(Task description): Output the records exactly, with no line skipped.

(Extracted records):
* * *

PR #381, opened 2022-05-09
Remove RequiresErrorContext from TexlFunction

CarlosFigueiraMSFT:
The RequiresErrorContext property is only applicable to the JS runtime, so it doesn't need to be in the base TexlFunction class.
Also ignored some warnings for function definitions.


MikeStall (approved):
:shipit:

PR #595, opened 2022-08-25
Patch function

anderson-joyle:
This is work in progress but I want to get some feedback from reviewers.
Some of my questions/concerns/comments:

- Two Patch implementations for now:

> Patch(record, record)
Not the focus although it is going to be implemented anytime soon.

> Patch(dataSource, record, arg1, arg2, ...)
The priority one.

- In order to update a record, I'm simply removing the old record (ICollection<T>.Remove(T)) and adding a new version of it. Is there a better/prettier way to do this?
- I'm still working on the CheckInvocation implementations.
- I'm still working on how to handle errors.
- A new handler has been added for test units. Is this the way or is there a better approach?
- Any other major concerns?


src/libraries/Microsoft.PowerFx.Interpreter/Environment/PowerFxConfigExtensions.cs
```diff
@@ -39,5 +39,23 @@ public static void EnableCollectFunction(this SymbolTable symbolTable)
         {
             symbolTable.AddFunction(new CollectFunction());
         }
+
+        /// <summary>
+        /// Enable a Patch() function which allows scripts to append table records.
+        /// </summary>
+        /// <param name="symbolTable"></param>
+        public static void EnablePatchRecordFunction(this SymbolTable symbolTable)
```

* * *

(Written response):
PR #381, opened 2022-05-09
Remove RequiresErrorContext from TexlFunction

CarlosFigueiraMSFT:
The RequiresErrorContext property is only applicable to the JS runtime, so it doesn't need to be in the base TexlFunction class.
Also ignored some warnings for function definitions.


MikeStall (approved):
:shipit:

PR #595, opened 2022-08-25
Patch function

anderson-joyle:
This is work in progress but I want to get some feedback from reviewers.
Some of my questions/concerns/comments:

- Two Patch implementations for now:

> Patch(record, record)
Not the focus although it is going to be implemented anytime soon.

> Patch(dataSource, record, arg1, arg2, ...)
The priority one.

- In order to update a record, I'm simply removing the old record (ICollection<T>.Remove(T)) and adding a new version of it. Is there a better/prettier way to do this?
- I'm still working on the CheckInvocation implementations.
- I'm still working on how to handle errors.
- A new handler has been added for test units. Is this the way or is there a better approach?
- Any other major concerns?


src/libraries/Microsoft.PowerFx.Interpreter/Environment/PowerFxConfigExtensions.cs
```diff
@@ -39,5 +39,23 @@ public static void EnableCollectFunction(this SymbolTable symbolTable)
         {
             symbolTable.AddFunction(new CollectFunction());
         }
+
+        /// <summary>
+        /// Enable a Patch() function which allows scripts to append table records.
+        /// </summary>
+        /// <param name="symbolTable"></param>
+        public static void EnablePatchRecordFunction(this SymbolTable symbolTable)
```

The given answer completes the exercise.